After encountering disappointment on “Bob Ross,” The Portingales seek relief from emotional turmoil on “Beautiful Soul” as folky acoustic guitar and somber viola comfort them.

Campbell sings, “I dreamed that everything I wanted came true for a day / I woke up in a clammy sweat—it had all flown away / Would you be my friend, would you take me by the hand? / Rest my head upon your lap till I can understand?”

“The biggest influence in our music is [stuff] that we go through or have gone through,” said Campbell, whose inspirations range from Tool to traditional Irish music with Cieri. “It’s like the Taylor Swift syndrome, so we do use that as a port of safety in the storms of life.”

The Portingales weather additional storms on “Sleep, Little Bird,” a cathartic song for tackling and processing internal struggles.

Cieri sings, “My arms will encircle you when you are lonely / In silence and song, we’ll hold each other closely / And if your nest falls, I’ll rebuild it / Again and again and again and again.”

“Emily Dickinson’s poem, ‘Hope’ is the thing with feathers,’ was my initial concept for this song. I’m singing a lullaby to the thing with feathers that represents hope,” she said. “That song is about trying to maintain hope while dealing with trauma and mental health struggles in my late 20s and pushing through all of that.”

To bring Paint a Little Tree to life, Campbell and Cieri pushed through pandemic-induced delays to record the album’s nine tracks at Ann Arbor’s Big Sky Recording over 14 months. They teamed up with engineers Geoff Michael and Marty Gray and collaborators Oliver Barron (trumpet) and Lucy Campbell (backup vocals) to shape their emotive, whimsical sound.

“It was maybe 30 percent done when the pandemic started, and we had about half of the album’s rough tracks cut. There was some stuff that I did remote … but I needed to see the wavelengths on the screen,” Campbell said.

“Geoff and I have worked together long enough that I can tell him, ‘You know what I want it to sound like,’ and he’ll do it.”

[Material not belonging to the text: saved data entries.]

PR #463, opened 2025-05-21
Record the migrations ran

joel:
The main issue is that when a migration fails, we cannot determine the final state of the machine's configuration. 

We are unable to identify which specific migration caused the failure. 

The migrations are not idempotent, meaning they cannot be replayed safely. 

Any failure requires manual investigation. 

This lack of clarity undermines trust in the process.

This pull request aims to initiate the traceability of executed migrations, but I believe migrations require further consideration.

### DIFF
--- a/bin/omakub-sub/migrate.sh
+++ b/bin/omakub-sub/migrate.sh
@@ -64,7 +64,7 @@ for file in $OMAKUB_PATH/migrations/*.sh; do
 
   # Skip this migration if we shouldn't run it
   if ! $should_run; then
-    echo "Migration $migrate_at skipped: $migration_reason"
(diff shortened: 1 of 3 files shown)


dhh:
Again, I appreciate all the work done here. It's quite a large body! But it's also too much for Omakub directly.

What I'd like to do with migrations is to ensure that they're always idempotent, and then we can add a way to run all migrations from scratch, if there was ever a problem.

joel:
@dhh  Making migration more robust will improve the experience. I installed Omakub three times, and for unknown reasons, I encountered issues twice with migration that forced me to investigate where it failed.

PR #464, opened 2025-05-21
Add Logging Helpers for Improved Traceability

joel:
This pull request introduces a shared logging utility (helpers.sh) for Omakub installation.

Simple functions (setup_log, log_message) that can be reused across all scripts.

Rationale

Making troubleshooting much easier.


nareshrajkumar866 (approved):

joel:
Hi, @nareshrajkumar866, thanks for approving this PR. I removed the app-chrome-beta example. I'm [running an updater in parallel](https://github.com/joel/omakub-supercharged) to keep up with the main project and have the setup I need. If you have anything that interests you, just let me know, and I will open a PR.

nareshrajkumar866 (approved):

bin/omakub
Kasui92, line 1: Once you have added the `shared` folder and the helpers file, you don't need to do this check. 
It makes sense to assume it's there.

dhh:
Appreciate the work here. I know the temptation to extract things out and make it more of a framework! I've attempted it a few times, but then I always come back to wanting to keep this as simple as possible with little if any internal dependencies. Each bash script should be as self-contained as feasible in almost all cases. Even if that means a tad of duplication.

PR #469, opened 2025-05-27
Reapply "Updated Zellij themes with new specs"

Kasui92:
This reverts commit 4e82c7b01287be32cfb4ccc63a51e55397479a77.


Kasui92:
I've been using these settings for several months now and have also tested them on other devices. At this point, I think it was a migration issue.

For now, I'll re-enable it, hoping for better luck. I don't know if Zellij will still be available on Omakub, but with these styles, it's possible to regain control over underlining.

Kasui92:
@dhh 
Updated the main theme schemas, added new ones, and improved the migration script.

PR #472, opened 2025-05-30
Additional Browsers

joel:
Bonus, shows install status

Image


joel:
Need https://github.com/basecamp/omakub/pull/464

PR #478, opened 2025-06-06
Make Alacritty start in Fullscreen mode

brentdodell:
Given that Omakub is workspace focused, and the demo video talks about a "one app per workspace" flow (6:49-7:24), it would seem to make sense to default Alacritty to fullscreen.


dhh:
Appreciate the suggestion, but I think this is too much. I never run full screen apps on my 6K XDR, even if I often do it on the laptop.

PR #479, opened 2025-06-07
Install Pinta via flatpak instead of snap

jjatinggoyal:


dhh:
What's the benefit you've found from using the flatpak version?

Jhonatanmizu (approved):

PR #2, opened 2019-03-25
added pfs doc from hackmd

corpetty:
Pedro created this a long time ago... adding here to start this off.  Maybe we should edit it a bit to conform to some standard, but wanted to start something.

### DIFF
--- a/pfs.md
+++ b/pfs.md
@@ -1,0 +1,234 @@
+Status Perfect Forward Secrecy Whitepaper
+====
+
+[TOC]
+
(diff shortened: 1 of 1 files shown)


oskarth:
Thanks! Agree we should add this. Let's figure out format first so it is proper from the start. I imagine the first two to:

1) Capture process for draft/accepted etc
2) Capture current state, or at least partial state, to such an extent that anyone can implement Status

oskarth:
Closing as this is captured in existing doc.

PR #5, opened 2019-04-18
Sip 0001

oskarth:
Draft, adapted from EIP1. Lmk if people think this is a good idea

### DIFF
--- a/sips/sip-0001.md
+++ b/sips/sip-0001.md
@@ -1,0 +1,280 @@
+---
+eip: 1
+title: EIP Purpose and Guidelines
+status: Active
+type: Meta
+author: Martin Becze <mb@ethereum.org>, Hudson Jameson <hudson@ethereum.org>, and others
+        https://github.com/ethereum/EIPs/blob/master/EIPS/eip-1.md
+created: 2015-10-27
+updated: 2015-12-07, 2016-02-01, 2018-03-21, 2018-05-29, 2018-10-17
+---
+
+## What is an EIP?
+
+EIP stands for Ethereum Improvement Proposal. An EIP is a design document providing information to the Ethereum community, or describing a new feature for Ethereum or its processes or environment. The EIP should provide a concise technical specification of the feature and a rationale for the feature. The EIP author is responsible for building consensus within the community and documenting dissenting opinions.
+
+## EIP Rationale
+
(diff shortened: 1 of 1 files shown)


sips/sip-0001.md
```diff
@@ -0,0 +1,239 @@
...
+
+It occasionally becomes necessary to transfer ownership of SIPs to a new champion. In general, we'd like to retain the original author as a co-author of the transferred SIP, but that's really up to the original author. A good reason to transfer ownership is because the original author no longer has the time or interest in updating it or following through with the SIP process, or has fallen off the face of the 'net (i.e. is unreachable or isn't responding to email). A bad reason to transfer ownership is because you don't agree with the direction of the SIP. We try to build consensus around an SIP, but if that's not possible, you can always submit a competing SIP.
+
+If you are interested in assuming ownership of an SIP, send a message asking to take over, addressed to both the original author and the SIP editor. If the original author doesn't respond to email in a timely manner, the SIP editor will make a unilateral decision (it's not like such decisions can't be reversed :)).
+
+## SIP Editors
+
+The current SIP editors are
+
+` TODO`
```
oskarth, line 196: How do we want to determine this?

sips/sip-0001.md
```diff
@@ -0,0 +1,239 @@
...
+
+SIP stands for Status Improvement Proposal. An SIP is a design document providing information to the Status community, or describing a new feature for Status or its processes or environment. The SIP should provide a concise technical specification of the feature and a rationale for the feature. The SIP author is responsible for building consensus within the community and documenting dissenting opinions.
+
+## SIP Rationale
+
+We intend SIPs to be the primary mechanisms for proposing new features, for collecting community technical input on an issue, and for documenting the design decisions that have gone into Status. Because the SIPs are maintained as text files in a versioned repository, their revision history is the historical record of the feature proposal.
+
+For Status implementers, SIPs are a convenient way to track the progress of their implementation. Ideally each implementation maintainer would list the SIPs that they have implemented. This will give end users a convenient way to know the current status of a given implementation or library.
+
+## SIP Types
```
oskarth, line 22: Which of these do we want to keep / start out with?

oskarth:
Another question: do we want to call it SIPs? Or have it be its own standalone thing outside of Status? What would that look like in this case?

Perhaps there are better/different role models than Python/Bittorrent/Bitcoin (reference client rather?)/Ethereum (yellow paper not EIP) here wrt specs, i.e. IETF etc in terms of decoupling protocol standards.

oskarth:
Ping for feedback ^ @status-im/status-protocol

oskarth:
Too heavy and unfinished state for now, closing.

PR #7, opened 2019-04-18
protocol: improve basic assumption clock drift note

adambabik:


oskarth (commented):
Is the 20 seconds a constant or how was this arrived at? Perhaps a note on why this happens (dropping envelopes/peers at Whisper layer wrt default TTL/PoW etc)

While Paint a Little Tree came out in April 2021, the future-minded Portingales have dropped several reflective singles since then, including “My Bloody Feet,” “You Took a Picture with Your Eyes,” “Put My Heart to Sleep,” and “Out My Window.”

“I’ve got another two or three songs that are being mixed right now. If we have four, five, or six singles, then maybe we’ll put out a short album or an EP,” Campbell said.

“The only thing that’s stopping me is that these singles are all crazy different in style. You’ve got ‘Out My Window,’ then there’s a piano song, a folk song … every single one is different.”


Lori Stratton is a library technician, writer for Pulp, and writer and editor of strattonsetlist.com.